Jovana Mihaljcic
Jovana Mihaljcic

Reputation: 87

Separating integration tests in spring boot app

I am writing tests for SpringBoot application. I would like to separate integration tests from unit tests. Now my project structure looks something like this:

├── Demo
│   ├── src
│   │   ├── main
|   |   |   └──java
│   │   ├── test
|   |   |   └──java

Is there a way to add a module like this:

├── Demo
│   ├── src
│   │   ├── main
|   |   |   └──java
│   │   ├── integrationTest
|   |   |   └──java
│   │   ├── test
|   |   |   └──java

I would like that new integrationTest module to act the same as test module, but I don't know how to configure it. I managed to add it as module, mark integrationTest/java dir as Test Sources Root and run test in it but @SpringBootTest cannot resolve ApplicationContext, and all of my beans are always null.

When I write the same test in test module, it works fine.

Is there a way to do this? Is this the right way to separate integration tests? If not, what is the best practice?

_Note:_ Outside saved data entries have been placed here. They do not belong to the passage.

PR #3558, opened 2025-11-14
fix: issues on cache hits

KennethEnevoldsen:
Found a couple of issues where the cache is not hit

- the condition `overwrite_strategy == "only-missing"
        and overwrite_strategy == OverwriteStrategy.ONLY_MISSING` would never be met as it is never both (so we always rerun all splits)
- Currently, the remote cache path is not specified correctly (`remote` vs `remote/results`), which means that it is never hit.
- Added a check if a merge is required. E.g., it is often the case that you don't need to merge the new results (because the results include all the splits), however, we still rerun them if the version does not match
-  Added better error messages to merge messages
- Added test that cache re-used as intended

### DIFF
--- a/tests/test_evaluate.py
+++ b/tests/test_evaluate.py
@@ -134,7 +134,7 @@ def test_cache_hit(task: AbsTask):
     model = mteb.get_model("baseline/random-encoder-baseline")
     with pytest.raises(
         ValueError,
-        match="ValueError: overwrite_strategy is set to 'only-cache' and the results file exists. However there are the following missing splits (and subsets): {'dev': ['default']}. To rerun these set overwrite_strategy to 'only-missing'.",
+        match="overwrite_strategy is set to 'only-cache' and the results file exists",
     ):
         mteb.evaluate(model, task, overwrite_strategy="only-cache")
 


KennethEnevoldsen:
Yep probably

KennethEnevoldsen:
Added test for cache re-use. Did not add tests for remote cache.

tests/test_evaluate.py
```diff
@@ -77,6 +77,18 @@ def test_evaluate_with_cache(
...
+    cached_results = mteb.evaluate(
+        model, task, cache=cache, overwrite_strategy="only-cache"
+    )
+    cached_result = cached_results[0]
+    assert cached_result.task_name == task.metadata.name, (
+        "results should match the task"
+    )
+    assert cached_result.get_score() == expected_score, (
+        "main score should match the expected value"
+    )
```
Samoed, line 90: Can we add check that result that task result that not in cache don't load?

Samoed: Also, we can probably reuse `tests/historic_results` to test cache

KennethEnevoldsen: I am unsure how this would look?

Samoed: Oh, I forgot that we also have `tests/mock_mteb_cache`. And with it, cache can be tested.

KennethEnevoldsen: Right, but clearly it should never load results that are not in the cache, but I am unsure how I would test that (we kinda do it already by checking the scores)

Samoed: For check that datasets using `only-cache`

```python
import mteb
import pytest

def test_cache_hit():
    task = mteb.get_task("MIRACLRetrieval")
    with pytest.raises(ValueError, match="ValueError: overwrite_strategy is set to 'only-cache' and the results file exists. However there are the following missing splits (and subsets): {'dev': ['default']}. To rerun these set overwrite_strategy to 'only-missing'."):
        scores = mteb.evaluate(model, task, overwrite_strategy="only-cache")
```

Probably test for `only-missing` can be done by mocking and checking call times

KennethEnevoldsen: | will add this - we have a test for `only-missing`, but not one that tests for missing, but we have for the positive case.

Samoed:
I tried to create test for checking that `only-missing` working correctly, but not sure if we want to add it
```python
def test_only_missing(tmp_path):
    task = MockMultilingualPairClassificationTask()
    # select only 1 splits from 2
    task.hf_subsets = ["eng"]
    cache = ResultCache(tmp_path)
    with patch.object(
        AbsTaskPairClassification,
        "_evaluate_subset",
        wraps=AbsTaskPairClassification._evaluate_subset,
        autospec=True,
    ) as mock_pair_classification_evaluate:
        results = mteb.evaluate(
            model, task, cache=cache, overwrite_strategy="only-missing"
        )
        assert len(results.task_results[0].scores["test"]) == 1
        mock_pair_classification_evaluate.assert_called_once()

    # select both splits (eng, fra)
    task = MockMultilingualPairClassificationTask()
    with patch.object(
        AbsTaskPairClassification,
        "_evaluate_subset",
        wraps=AbsTaskPairClassification._evaluate_subset,
        autospec=True,
    ) as mock_pair_classification_evaluate2:
        results = mteb.evaluate(
            model, task, cache=cache, overwrite_strategy="only-missing"
        )
        assert len(results.task_results[0].scores["test"]) == 2
        mock_pair_classification_evaluate2.assert_called_once()
```

KennethEnevoldsen:
Hmm I probably wouldn't add it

I am working in intelliJ and I am using gradle as package manager.

Upvotes: 5

Views: 5202

Answers (2)

gz90
gz90

Reputation: 41

Building on @iboisver's comment, you can separate them and are encouraged to do so in the gradle docs. You basically have to:

  1. Create a new directory under src (i.e. src/integrationTest)
  2. Add the source set in the build.gradle file along with it's configurations:
sourceSets {
    integrationTest {
        compileClasspath += sourceSets.main.output + sourceSets.test.output
        runtimeClasspath += sourceSets.main.output + sourceSets.test.output
    }
}

configurations {
    integrationTestImplementation.extendsFrom testImplementation
    integrationTestRuntimeOnly.extendsFrom testRuntime
}
  1. Create an integrationTests task to run your integration tests, and attach it to the check task (also in build.gradle):
task integrationTest(type: Test) {
    description = 'Runs integration tests.'
    group = 'verification'

    testClassesDirs = sourceSets.integrationTest.output.classesDirs
    classpath = sourceSets.integrationTest.runtimeClasspath
    shouldRunAfter test
}

check.dependsOn integrationTest

I found a couple of very helpful articles (1, 2) that guided me on my own integration test setup.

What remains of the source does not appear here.